- **Activity**: Lines from the one containing "Fix TopK docs typo" through the last line of the data below are to be returned exactly; leave out the rest.

- **Supplied information**:
- Opening Delimiter -
PR #4366, opened 2022-07-18
Add detailed error message for saving 2GB proto

jcwchen:
**Description**
Add detailed error message for saving 2GB proto.

**Motivation and Context**
Currently saving 2GB proto will simply get complaint from Protobuf.  To improve user experience, ONNX should suggest a possible solution in the error message.

cc @BowenBao not sure whether it is the right improvement you are looking for. Please review it. Thanks!

### DIFF
--- a/onnx/__init__.py
+++ b/onnx/__init__.py
@@ -73,7 +73,7 @@ def _serialize(proto: Union[bytes, google.protobuf.message.Message]) -> bytes:
         except:
             raise
         return result
-    raise TypeError(f'No SerializeToString method is detected. Neither proto is a str.\ntype is {type(proto)}')
+    raise TypeError(f"No SerializeToString method is detected. Neither proto is a str.\ntype is {type(proto)}")
 
 
 _Proto = TypeVar('_Proto', bound=google.protobuf.message.Message)
@@ -91,10 +91,10 @@ def _deserialize(s: bytes, proto: _Proto) -> _Proto:
         The proto instance filled in by s
     '''
     if not isinstance(s, bytes):
-        raise ValueError(f'Parameter s must be bytes, but got type: {type(s)}')
+        raise ValueError(f"Parameter s must be bytes, but got type: {type(s)}")
 
     if not (hasattr(proto, 'ParseFromString') and callable(proto.ParseFromString)):
-        raise ValueError(f'No ParseFromString method is detected. Type is {type(proto)}')
+        raise ValueError(f"No ParseFromString method is detected. Type is {type(proto)}")
 
     decoded = cast(Optional[int], proto.ParseFromString(s))
     if decoded is not None and decoded != len(s):
--- a/onnx/__init__.py
+++ b/onnx/__init__.py
@@ -63,7 +63,12 @@ def _serialize(proto: Union[bytes, google.protobuf.message.Message]) -> bytes:
     if isinstance(proto, bytes):
         return proto
     elif hasattr(proto, 'SerializeToString') and callable(proto.SerializeToString):
-        result = proto.SerializeToString()
+        try:
+            result = proto.SerializeToString()
+        except:
+            if proto.ByteSize() >= 2147483648:
+                print("The single proto is larger than 2GB. Please use save_as_external_data to save proto separately.")
+            raise
         return result
     else:
         raise TypeError('No SerializeToString method is detected. '
--- a/onnx/__init__.py
+++ b/onnx/__init__.py
@@ -67,7 +67,8 @@ def _serialize(proto: Union[bytes, google.protobuf.message.Message]) -> bytes:
             result = proto.SerializeToString()
         except ValueError as e:
             if proto.ByteSize() >= onnx.checker.MAXIMUM_PROTOBUF:
-                raise ValueError("The single proto is larger than 2GB. Please use save_as_external_data to save proto separately.") from e
+                raise ValueError("The proto size is larger than the 2 GB limit. "
+                    "Please use save_as_external_data to save tensors separately from the model file.") from e
             raise
         return result
     raise TypeError(f"No SerializeToString method is detected. Neither proto is a str.\ntype is {type(proto)}")
--- a/onnx/__init__.py
+++ b/onnx/__init__.py
@@ -70,8 +70,6 @@ def _serialize(proto: Union[bytes, google.protobuf.message.Message]) -> bytes:
                 raise ValueError("The single proto is larger than 2GB. Please use save_as_external_data to save proto separately.") from e
             else:
                 raise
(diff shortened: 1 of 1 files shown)


onnx/__init__.py
```diff
@@ -62,12 +62,15 @@ def _serialize(proto: Union[bytes, google.protobuf.message.Message]) -> bytes:
     '''
     if isinstance(proto, bytes):
         return proto
-    elif hasattr(proto, 'SerializeToString') and callable(proto.SerializeToString):
-        result = proto.SerializeToString()
+    if hasattr(proto, 'SerializeToString') and callable(proto.SerializeToString):
+        try:
+            result = proto.SerializeToString()
+        except:
```
justinchuby, line 68: I would catch a more specific exception

onnx/__init__.py
```diff
@@ -62,12 +62,15 @@ def _serialize(proto: Union[bytes, google.protobuf.message.Message]) -> bytes:
...
+            if proto.ByteSize() >= 2147483648:
+                print("The single proto is larger than 2GB. Please use save_as_external_data to save proto separately.")
```
justinchuby, line 70: Possible to do `raise ... from ...`?

onnx/__init__.py
```diff
@@ -62,12 +62,18 @@ def _serialize(proto: Union[bytes, google.protobuf.message.Message]) -> bytes:
...
+    if hasattr(proto, 'SerializeToString') and callable(proto.SerializeToString):
+        try:
+            result = proto.SerializeToString()
+        except ValueError as e:
+            if proto.ByteSize() >= onnx.checker.MAXIMUM_PROTOBUF:
+                raise ValueError("The single proto is larger than 2GB. Please use save_as_external_data to save proto separately.") from e
+            else:
+                raise
+        except:
+            raise
```
justinchuby, line 74:
```suggestion
```

Fine to not have this branch since errors not caught are raised

onnx/__init__.py
```diff
@@ -62,12 +62,15 @@ def _serialize(proto: Union[bytes, google.protobuf.message.Message]) -> bytes:
...
-    elif hasattr(proto, 'SerializeToString') and callable(proto.SerializeToString):
-        result = proto.SerializeToString()
+    if hasattr(proto, 'SerializeToString') and callable(proto.SerializeToString):
+        try:
+            result = proto.SerializeToString()
+        except ValueError as e:
+            if proto.ByteSize() >= onnx.checker.MAXIMUM_PROTOBUF:
+                raise ValueError("The single proto is larger than 2GB. Please use save_as_external_data to save proto separately.") from e
+            raise
         return result
```
jcwchen, line 72: @justinchuby I found we have different mypy version between required check (from style.sh) and Python Lint. That's why this line only passed by style.sh (mypy 0.782) but failed with Python Lint (mypy 0.971). To prevent confusion, is it possible to use mypy 0.782 from reviewdog for now? I believe many of existing ONNX code cannot pass by the latest mypy.

If it is not feasible, do you think we should disable no-any-return in Python Lint's mypy? It seems to complain here due to missing type specified from Protobuf's SerializeToString, which will be represented as Any type.

onnx/__init__.py
jcwchen: All updated. Thanks for the reviews. Please review it again.

onnx/__init__.py
justinchuby: It doesn't seem the check supports this at the moment. disabling no-any-return sounds like a good idea.

justinchuby (approved):
LGTM🚀

onnx/__init__.py
```diff
@@ -62,12 +62,15 @@ def _serialize(proto: Union[bytes, google.protobuf.message.Message]) -> bytes:
...
     if isinstance(proto, bytes):
         return proto
-    elif hasattr(proto, 'SerializeToString') and callable(proto.SerializeToString):
-        result = proto.SerializeToString()
+    if hasattr(proto, 'SerializeToString') and callable(proto.SerializeToString):
+        try:
+            result = proto.SerializeToString()
+        except ValueError as e:
+            if proto.ByteSize() >= onnx.checker.MAXIMUM_PROTOBUF:
+                raise ValueError("The single proto is larger than 2GB. Please use save_as_external_data to save proto separately.") from e
```
gramalingam, line 70: Suggest
```
The proto size is larger than the 2 GB limit. Please use save_as_external_data to save tensors
separately from the model file.
```

onnx/__init__.py
gramalingam: You could try changing `result = proto.SerializeToString()' to `return proto.SerializeToString()` and delete the `return result` to see if it helps.

gramalingam: Or, assign an empty string to `result` at the beginning. I wonder if it is just an imprecision in the analysis producing a false positive.

justinchuby: If you really want, I would do `cast(bytes, result` to explicitly make mypy happy. https://docs.python.org/3/library/typing.html#typing.cast

justinchuby: Mypy doesn't know about SerializeToString. It may if we compile the lib first and install all dependencies in the github action

jcwchen: Thank you both for all the suggestions, but unfortunately none of these can resolve the mypy error in two CIs. `cast(bytes, result)` will bring Redundant cast to "bytes" if mypy knows SerializeToString. 

> Mypy doesn't know about SerializeToString. It may if we compile the lib first and install all dependencies in the github action

Good idea. I think we should do that before mypy check to solve this issue globally. Especially I also saw mypy errors in other PRs like:
```
[mypy] reported by reviewdog 🐶 Library stubs not installed for "google.protobuf.message" (or incompatible with Python 3.8) [import] Raw Output: /home/runner/work/onnx/onnx/onnx/helper.py:8:1: error: Library stubs not installed for "google.protobuf.message" (or incompatible with Python 3.8) [import]
```
and
```
[mypy] reported by reviewdog 🐶 Module "onnx" has no attribute "OptionalProto"; maybe "Optional"? [attr-defined] Raw Output: /home/runner/work/onnx/onnx/onnx/mapping.py:5:1: error: Module "onnx" has no attribute "OptionalProto"; maybe "Optional"? [attr-defined]
```

@justinchuby do you have bandwidth to take care of this in added mypy check from Python Lint? Definitely it can help to resolve many unneccessary mypy errors in every PR. Thanks!

gramalingam (approved):

onnx/__init__.py
justinchuby: I may be able to pick this up early next week if that works.

PR #4369, opened 2022-07-20
Fix TopK docs typo

CharlieL7:
Signed-off-by: charlie <charlie.lin@amd.com>

**Description**
- Remove `r` typo from TopK operator docs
- Closing Delimiter -
- **Exercise result**:
Fix TopK docs typo

CharlieL7:
Signed-off-by: charlie <charlie.lin@amd.com>

**Description**
- Remove `r` typo from TopK operator docs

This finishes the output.